The huge “Moo and Blue” didn’t disappoint

There were also plenty of other food offerings, including traditional English “pies”, shawarmas, cheeses, sausages, “Bombay Street Food”, and more.

What an enormous variety of pies!
In case you’re confused about what meal I was having

And then, it was off to the bars! I may be a rare breed, but I’m surely not alone: the sight of hundreds of beer handles just gives me goose bumps and makes my mouth water.

That’s a view down just 3 of 18 bars!
Started off with St. Austell Brewery’s Tribute

My entrance ticket included a real souvenir Imperial pint glass. Beers were sold in full-, one half-, and one third-pint servings, which was great for sampling. My entrance ticket also included £15 of beer tokens.

In case the pint glass was not to your liking, you could go native with the purchase of a Viking Drinking Horn:

Probably not marked for 1/3 and 1/2 pint servings

Each day of the GBBF has a theme and the day I attended, Thursday, was “Wacky Hat Day”. In 2008, I saw large groups of people wearing amazing hats and there was some kind of team competition. This year, there were fewer hats (although perhaps they appeared later in the day) but there were some amusing specimens:

About the beer: I had some old favorites and a few new ones, some of which were not that great. My beer list follows:

Timothy Taylor: Landlord 4.3% (always a winner)

St. Austell: Tribute 4.2% (ditto)

Harveys: Sussex Best Bitter and Armada Ale (both meh)

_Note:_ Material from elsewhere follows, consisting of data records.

PR #267, opened 2023-02-24
Query the S3 bucket region if not provided

biglittlebigben:
This requires appropriate permissions on the bucket

### DIFF
--- a/pkg/pipeline/sink/uploader/s3.go
+++ b/pkg/pipeline/sink/uploader/s3.go
@@ -7,10 +7,17 @@ import (
 	"github.com/aws/aws-sdk-go/aws"
 	"github.com/aws/aws-sdk-go/aws/credentials"
 	"github.com/aws/aws-sdk-go/aws/session"
+	"github.com/aws/aws-sdk-go/service/s3"
 	"github.com/aws/aws-sdk-go/service/s3/s3manager"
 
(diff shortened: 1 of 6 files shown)


pkg/pipeline/sink/uploader/s3.go
```diff
@@ -55,7 +62,42 @@ func newS3Uploader(conf *livekit.S3Upload) Uploader {
...
+
+	if resp.LocationConstraint == nil {
+		return "", errors.ErrUploadFailed(storageFilepath, errors.New("bucket location was nil"))
+	}
+
+	return *resp.LocationConstraint, nil
+}
+
 func (u *S3Uploader) Upload(localFilepath, storageFilepath string, outputType types.OutputType) (string, int64, error) {
+	if u.awsConfig.Region == nil {
```
frostbyte73, line 91: this should happen in newS3Uploader

biglittlebigben: I was trying to avoid doing blocking I/O in the "new" routine, particularly since AWS will charge the owner of the bucket for the request. Any reason to make it early?

frostbyte73: to fail before the egress runs instead of after

frostbyte73 (approved):

PR #276, opened 2023-03-02
Fix streaming stopped errors when rtmp output fails

frostbyte73:


biglittlebigben (approved):
LGTM. Could you add some description of the pipeline errors this fixes in the commit message?

PR #279, opened 2023-03-02
Unique output queue names

frostbyte73:


pkg/pipeline/output/base.go
```diff
@@ -1,22 +1,25 @@
...
 	videoQueue *gst.Element
 }
 
-func (b *Bin) buildOutputBase(p *config.PipelineConfig) (*outputBase, error) {
+func (b *Bin) buildOutputBase(p *config.PipelineConfig, egressType types.EgressType) (*outputBase, error) {
 	base := &outputBase{}
 
 	if p.AudioEnabled {
-		audioQueue, err := builder.BuildQueueWithLatency("audio_out_queue", p.Latency, true)
+		audioQueue, err := builder.BuildQueueWithLatency(fmt.Sprintf("audio_%s_queue", egressType), p.Latency, true)
```
davidzhao, line 22: is this for debugging ? or that they have to be unique?

frostbyte73: just for debugging, gstreamer will just do queue0, queue1, etc

davidzhao (approved):

PR #281, opened 2023-03-04
Disable async-finalize on the splitmuxsink for segmented output

biglittlebigben:
This works around what seems like a race in the GStreamer splitmuxsink where the sink would sometimes send a fragment-closed event with a 0 run-time, causing the egress to fail.


frostbyte73 (approved):

frostbyte73:
`if timer := p.eosTimer; timer != nil {
	timer.Reset(eosTimeout)
}`
can also be removed from handleMessageElement case msgFragmentOpened and case msgFragmentClosed

biglittlebigben:
> `if timer := p.eosTimer; timer != nil { timer.Reset(eosTimeout) }`
> can also be removed from handleMessageElement case msgFragmentOpened and case msgFragmentClosed

We should be able to remove them indeed. I'd rather wait to make sure the pipeline behaves as we think with async-finalize disabled though

PR #284, opened 2023-03-07
Fix segment filenames

frostbyte73:


biglittlebigben (approved):
LGTM. Should we add some test cases for non trivial path combinations in the integration tests?

PR #305, opened 2023-03-22
Sdk timestamping

frostbyte73:


pkg/pipeline/source/sdk/appwriter.go
```diff
@@ -354,38 +385,46 @@ func (w *AppWriter) pushBlankFrame(timestamp uint32) error {
...
-		if w.lastRTP > wrapCheck && pkt.Timestamp < wrapCheck {
-			w.rtpWrap++
-		}
-		w.lastRTP = pkt.Timestamp
-
 		if !blankFrame {
 			// update sequence number
 			pkt.SequenceNumber += w.snOffset
+
+			// record max frame size
```
boks1971, line 392: maybe a better name is `frameDuration` as size might be interpreted as number of bytes consumed by the largest frame.

pkg/pipeline/source/sdk/appwriter.go
```diff
@@ -354,38 +385,46 @@ func (w *AppWriter) pushBlankFrame(timestamp uint32) error {
...
+
+		// get PTS
 		pts, err := w.getPTS(pkt.Timestamp)
 		if err != nil {
 			return err
 		}
 
+		// record timing info
+		w.lastSN = pkt.SequenceNumber
+		w.lastTS = pkt.Timestamp
```
boks1971, line 416: I remember some place that ordering happens elsewhere and this is the newest values. Not sure if I am imagining things. Are these supposed to be the highest/latest values? If so, is there a need to check for out-of-order before updating these?

pkg/pipeline/source/sdk/synchronizer.go
```diff
@@ -199,70 +221,101 @@ func (t *TrackSynchronizer) onSenderReport(pkt *rtcp.SenderReport, ntpStart time
 	}
 }
 
-func absGreater(value, max time.Duration) bool {
-	return value > max || value < -max
+func (t *TrackSynchronizer) getFrameSize() uint32 {
+	if frameSize := t.frameSize; frameSize != 0 {
+		return frameSize
+	}
+	return uint32(float64(t.clockRate) / 2.4)
```
boks1971, line 228: why 2.4? Would be good to have some comment in code explaining that.

boks1971 (approved):
lgtm!

pkg/pipeline/source/sdk/appwriter.go
frostbyte73: yeah, the sample builder acts as a jitter buffer, and this happens after the packets have gone through that

pkg/pipeline/source/sdk/synchronizer.go
frostbyte73: that was supposed to be 24, good catch!

pkg/pipeline/source/sdk/appwriter.go
```diff
@@ -354,38 +385,46 @@ func (w *AppWriter) pushBlankFrame(timestamp uint32) error {
...
-		}
-		w.lastRTP = pkt.Timestamp
-
 		if !blankFrame {
 			// update sequence number
 			pkt.SequenceNumber += w.snOffset
+
+			// record max frame duration
+			if w.lastTS != 0 && pkt.SequenceNumber == w.lastSN+1 {
+				if frameDurationRTP := pkt.Timestamp - w.lastTS; frameDurationRTP > w.frameDurationRTP && frameDurationRTP < w.clockRate/60 {
```
biglittlebigben, line 394: Just curious about the `w.clockRate/60` test here?

pkg/pipeline/source/sdk/appwriter.go
```diff
@@ -354,38 +385,46 @@ func (w *AppWriter) pushBlankFrame(timestamp uint32) error {
...
+					w.frameDurationRTP = frameDurationRTP
+				}
+			}
+
 			w.translatePacket(pkt)
 		}
 
-		// will return io.EOF if EOS has been sent
+		// reset offsets if needed
+		if w.lastTS != 0 && pkt.SequenceNumber-w.lastSN > maxDropout && w.lastSN-pkt.SequenceNumber > maxDropout {
```
biglittlebigben, line 403: Should the last `&&` be a `||` here? If not, can the test ever be true?

frostbyte73: these are uint32, so the && is checking that the absolute value of the difference is > maxDropout

pkg/pipeline/source/sdk/appwriter.go
frostbyte73: That actually isn't supposed to be there - the goal was to make sure it's reasonable, will change to `< w.clockRate` to keep it < 1 second

PR #328, opened 2023-04-10
Clean filepaths

frostbyte73:


pkg/config/output.go
```diff
@@ -577,3 +577,11 @@ func redactStreamKeys(stream *livekit.StreamOutput) {
 		}
 	}
 }
+
+func clean(filepath string) string {
```
biglittlebigben, line 581: It looks like `path.Clean` will not remove `../` at the beginning of a relative path (it will for an absolute path, such as `/..`). Unless we are already enforcing this somewhere else, should be make sure that the resulting output doesn't start with `..`?

pkg/config/output.go
```diff
@@ -579,9 +579,14 @@ func redactStreamKeys(stream *livekit.StreamOutput) {
 }
 
 func clean(filepath string) string {
+	if filepath == "" {
+		return filepath
+	}
+	for strings.HasPrefix(filepath, "../") {
```
biglittlebigben, line 585: I think this should be done after the call to `path.Clean`. For instance in this case: `foo/../../bar` will end up as `../bar` after the call to `path.Clean`.

biglittlebigben (approved):

PR #331, opened 2023-04-11
Try to find default codec that is compatible with all output 

biglittlebigben:


pkg/config/output.go
```diff
@@ -211,28 +211,18 @@ func (p *PipelineConfig) updateDirectOutput(req *livekit.TrackEgressRequest) err
...
-			} else {
-				outputType = types.OutputTypeMP4
-			}
-		case livekit.EncodedFileType_MP4:
-			outputType = types.OutputTypeMP4
-		case livekit.EncodedFileType_OGG:
+	switch file.FileType {
+	case livekit.EncodedFileType_DEFAULT_FILETYPE:
+		if !p.VideoEnabled && p.AudioOutCodec != types.MimeTypeAAC {
 			outputType = types.OutputTypeOGG
```
frostbyte73, line 218: would this work for audio only file + segments?

frostbyte73 (approved):

PR #337, opened 2023-04-14
Limit dimensions

frostbyte73:


davidzhao (approved):

biglittlebigben (commented):
For ingress, I avoided limiting the resolution on the OSS side of things, but implemented it only for cloud. The logic here is that there is no reason to limit the dimensions on a custom deployment. 

On Ingress, I implemented the enforcement in cloud-io. It's probably not doable for egress as there is no synchronous call to cloud-io in the start path, but it should be possible in the egress service in cloud.

Alternatively, this could be a conf entry for egress.

PR #348, opened 2023-04-25
fix panics on zero hls segment size and concurrent ws writes

paulwe:


pkg/pipeline/sink/segments.go
```diff
@@ -55,6 +55,10 @@ func newSegmentSink(u uploader.Uploader, conf *config.PipelineConfig, p *config.
 	if maxDuration == 0 {
 		maxDuration = time.Hour * 48
 	}
+	segmentDuration := p.SegmentDuration
```
frostbyte73, line 58: handled in pkg/config/output, should default to either KeyFrameInterval or 4

frostbyte73: was there actually a panic here? That would mean something is broken in the config

frostbyte73 (approved):

PR #863, opened 2025-02-21
Update server.go

xtqxk:
TemplateBase not used.


biglittlebigben (commented):
TemplateBase is meant as a way to point egress to a template location potentially hosted on a different server (vs the current pod). What issue are you trying to solve? Binding the server on a different interface than localhost also has security implication.

PR #883, opened 2025-03-20
Fix sdk room composite

frostbyte73:


pkg/pipeline/source/sdk.go
```diff
@@ -314,6 +296,29 @@ func (s *SDKSource) awaitParticipantTracks(identity string) (uint32, uint32, err
...
+		case sub := <-s.errors:
+			if sub.err != nil {
+				return sub.err
+			}
+			subscribed++
+			if subscribed == expected {
+				return nil
+			}
+		case <-deadline:
+			return nil
```
boks1971, line 317: no error return here is okay?

pkg/pipeline/source/sdk.go
```diff
@@ -217,37 +217,37 @@ func (s *SDKSource) joinRoom() error {
...
-	trackCount := len(tracks)
-loop:
-	for i := 0; i < trackCount; i++ {
+	// lock any incoming subscriptions
+	s.subLock.Lock()
+	defer s.subLock.Unlock()
+
+	for {
 		select {
+		// check errors from any tracks published in the meantime
```
boks1971, line 240: maybe rename variable to `pub`?

boks1971 (approved):

pkg/pipeline/source/sdk.go
boks1971: ah got it

pkg/pipeline/source/sdk.go
boks1971: guess these are remote pubs and sub here. Got confused by that check. Did not exactly understand what errors this is catching.

frostbyte73: probably makes sense to rename `s.errors`

PR #885, opened 2025-03-26
Do not log an empty string an error for glib errors/warnings

biglittlebigben:
glib prints 2 carriage returns.


pkg/logging/handler.go
```diff
@@ -27,7 +27,11 @@ var actions = map[string]int{
 func NewHandlerLogger(handlerID, egressID string) *medialogutils.CmdLogger {
 	l := logger.GetLogger().WithValues("handlerID", handlerID, "egressID", egressID)
 	return medialogutils.NewCmdLogger(func(s string) {
-		lines := strings.Split(strings.TrimSuffix(s, "\n"), "\n")
+		// glib inserts 2 carriage returns at the end of its warning/error logs
+		for strings.HasSuffix(s, "\n") {
```
dennwc, line 31: Cut be a single call to `strings.TrimRight` or `strings.CutPrefix` in a loop.

dennwc (approved):

PR #892, opened 2025-04-10
Fix race between track subscriptions and audio bin creation

frostbyte73:


pkg/pipeline/source/sdk/appwriter.go
```diff
@@ -150,6 +151,15 @@ func (w *AppWriter) start() {
 		go w.logStats()
 	}
 
+	go func() {
+		<-w.callbacks.BuildReady
```
dennwc, line 155: Is there any other signal we can select on? `endStream` or `finished` maybe?

pkg/pipeline/source/sdk.go
```diff
@@ -639,8 +639,9 @@ func (s *SDKSource) onTrackFinished(trackID string) {
 		writer.Drain(true)
 		active := s.active.Dec()
 		if s.RequestType == types.RequestTypeParticipant || s.RequestType == types.RequestTypeRoomComposite {
-			s.callbacks.OnTrackRemoved(trackID)
 			s.sync.RemoveTrack(trackID)
+			<-s.callbacks.BuildReady
```
dennwc, line 643: Same here, any other channel we can select on?

dennwc (approved):

pkg/pipeline/source/sdk.go
frostbyte73: not for this one, this needs to happen even if `closed` was already broken

PR #895, opened 2025-04-18
Add support for IMAGE_SUFFIX_NONE_OVERWRITE

biglittlebigben:
Allow only keeping the latest image with ImageOutput


frostbyte73 (changes requested):
DeleteAfterUpload should probably be false when using override

biglittlebigben:
> DeleteAfterUpload should probably be false when using override

Can you elaborate on this? Why would be want to keep the original image locally in this mode? The use case we are trying to support is somebody trying to have a thumbnail of the stream updated every x seconds, always at the same origin location, they can point their CDN to.

frostbyte73:
> > DeleteAfterUpload should probably be false when using override
> 
> 
> 
> Can you elaborate on this? Why would be want to keep the original image locally in this mode? The use case we are trying to support is somebody trying to have a thumbnail of the stream updated every x seconds, always at the same origin location, they can point their CDN to.

If an upload takes too long, and the new image is created before the previous upload completes and deletes the file, it can delete the newly generated one. It might also break if trying to upload the previous one while locally overwriting it

biglittlebigben:
> > > DeleteAfterUpload should probably be false when using override
> > 
> > 
> > Can you elaborate on this? Why would be want to keep the original image locally in this mode? The use case we are trying to support is somebody trying to have a thumbnail of the stream updated every x seconds, always at the same origin location, they can point their CDN to.
> 
> If an upload takes too long, and the new image is created before the previous upload completes and deletes the file, it can delete the newly generated one. It might also break if trying to upload the previous one while locally overwriting it

I believe the filenames locally are still unique (sequence number suffix: https://github.com/livekit/egress/blob/284051058788e6c8958008f13b2c96232e8fa7f0/pkg/pipeline/builder/image.go#L128). Since there is no upload queue and all uploads happen in parallel, there is indeed a small chance of an image being overwritten by an older one. Renaming the file before the upload to a common filename may not help because the uploads are likely to open the file at the start of the upload, and hang onto the file descriptor. Replacing a file doesn't change the content of already open files.

I believe the best fix would be to have make upload descriptor a singleton in the uploader, specifically in this mode. The uploader only uploads at most one file. Another upload can be queued, but if there is already a pending upload, the queued one gets replaced.

If we believe this improvement is needed before reloading this feature, I can implement the above now. Otherwise I can commit the current implementation and create a ticket.

biglittlebigben:
Never mind, I while looking into implementing the above, I realized that we already never upload more than 1 image at the same time (createdImages channel). Not uploading outdated images in this mode would still be an improvement, but at least I don't believe there is a race.

frostbyte73 (approved):

PR #901, opened 2025-05-12
update all deps and go version

matkam:


pkg/pipeline/source/web.go
```diff
@@ -302,7 +302,7 @@ func (s *WebSource) navigate(chromeCtx context.Context, chromeCancel context.Can
 		switch ev := ev.(type) {
 		case *runtime.EventConsoleAPICalled:
 			if s.chromeLog != nil {
-				if b, err := ev.MarshalJSON(); err == nil {
+				if b, err := json.Marshal(ev); err == nil {
```
matkam, line 305: @frostbyte73 @biglittlebigben is this ok?

biglittlebigben: Should be. We won't know until we test though.

biglittlebigben (approved):

PR #910, opened 2025-05-21
SDK timing

frostbyte73:
also cleaned up some constants


pkg/pipeline/builder/video.go
```diff
@@ -259,17 +259,6 @@ func (b *VideoBin) buildSDKInput() error {
 
 	if b.conf.VideoDecoding {
 		b.bin.SetGetSrcPad(b.getSrcPad)
```
biglittlebigben, line 261: Is this special handling not needed anymore?

biglittlebigben (approved):

pkg/pipeline/builder/video.go
frostbyte73: I'm not sure it ever was, we can just EOS the videoTestSrc bin as normal and skip the EOS on all the appSrcBins

PR #924, opened 2025-06-16
fix audio mixer

frostbyte73:


pkg/pipeline/builder/audio.go
```diff
@@ -278,6 +278,9 @@ func (b *AudioBin) addMixer() error {
 	if err = audioMixer.SetProperty("latency", uint64(b.conf.Latency.AudioMixerLatency)); err != nil {
 		return errors.ErrGstPipelineError(err)
 	}
+	if err = audioMixer.SetProperty("alignment-threshold", uint64(b.conf.Latency.AudioMixerLatency)); err != nil {
```
biglittlebigben, line 281: Is this the magic property? It doesn't seem documented. What does it do?

biglittlebigben (approved):

pkg/pipeline/builder/audio.go
frostbyte73: It is. It's set to 40ms by default, which means when two buffers arrive from different tracks and their timestamps are more than 40ms apart, it drops and/or adds gaps to try to align them

PR #936, opened 2025-06-25
memory updates

frostbyte73:


pkg/stats/monitor.go
```diff
@@ -418,7 +424,7 @@ func (m *Monitor) GetAvailableMemory() float64 {
 	defer m.mu.Unlock()
 
 	if m.cpuCostConfig.MaxMemory == 0 {
-		return math.MaxFloat64
+		return float64(memory.FreeMemory()) / gb
```
biglittlebigben, line 427: Does is FreeMemory cgroup aware? Does it return the total amount of memory on the system/assigned to the cgroup, or the amount of memory allocatable in the system?

frostbyte73: It's not cgroup aware, but afaik we don't have anything for that, otherwise it would replace MaxMemory in the cost config

biglittlebigben (approved):

PR #961, opened 2025-08-11
set status to failed when an egress is killed

frostbyte73:


pkg/handler/handler_ipc.go
```diff
@@ -106,3 +109,15 @@ func renderMetrics(metrics []*dto.MetricFamily) (string, error) {
...
 	return writer.String(), nil
 }
+
+func (h *Handler) KillEgress(ctx context.Context, req *ipc.KillEgressRequest) (*emptypb.Empty, error) {
+	ctx, span := tracer.Start(ctx, "Handler.KillEgress")
+	defer span.End()
+
+	<-h.initialized.Watch()
+
+	h.controller.SendEOS(ctx, livekit.EndReasonKilled)
```
milos-lk, line 119: just for my understanding -  does this drain the pipeline before returning - i.e do we completely stop the pipeline before returning? what would happen if we don't send EOS?

frostbyte73: yes, this will still stop the pipeline normally and upload the file(s)

milos-lk: I see - this will cause pipeline to eventually wind down asynchronously.
the only possibility for this not to work is that EOS event isn't propagated through - if the pipeline stalls for some reason - not sure if we observed that before (in which case a small timeout in the kill function - with the hard kill on expiration could also be considered)

frostbyte73: SendEOS will kill the pipeline after 30s, I think it's better to give it a chance to upload since there generally isn't anything wrong with the recording with these

PR #967, opened 2025-08-16
Bump server-sdk-go to 2.10.0

milos-lk:
Reducing max allowed PTS diff tolerance to 1s by using new synchronizer constructor. Higher values could cause gstreamer pipeline stalls on unexpected PTS jumps.
New jitter buffer API requires callback instead of a channel for getting samples and since samples could be dropped in the callback implementation - adding writer stats to keep track of packets received from the buffer but dropped before pushing to the app source.


pkg/pipeline/source/sdk/appwriter.go
```diff
@@ -76,6 +76,11 @@ type AppWriter struct {
 	draining     core.Fuse
 	endStream    core.Fuse
 	finished     core.Fuse
+	stats        appWriterStats
+}
+
+type appWriterStats struct {
```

Downton: Honey Blonde 4.3% (very nice)

Five Points: Best Bitter 4.1% (okay)

Surrey Hills: Shere Drop 4.2% (last year’s Champion Beer, very nice)

The volunteers manning the pumps were pretty casual about the servings – several times I received a half- when I asked for (and was charged for) a third-pint. Sounds good but maybe not if you’re trying to avoid seeing double by the afternoon’s end.

For those keeping count, I only had one half- or one third-pints and, as a result, I didn’t fall on my ass getting into the taxi going back to St. Pancras station. Which happened about three happy hours after I arrived.

What a nice event. Special thanks to all of the CAMRA volunteers who manned the pumps, served as stewards, and generally made it all happen. I had several long conversations with fine, beer-loving folks, and enjoyed some great traditional English ale and food. If you’re ever in or near London in early August, you should put the GBBF on your schedule in future.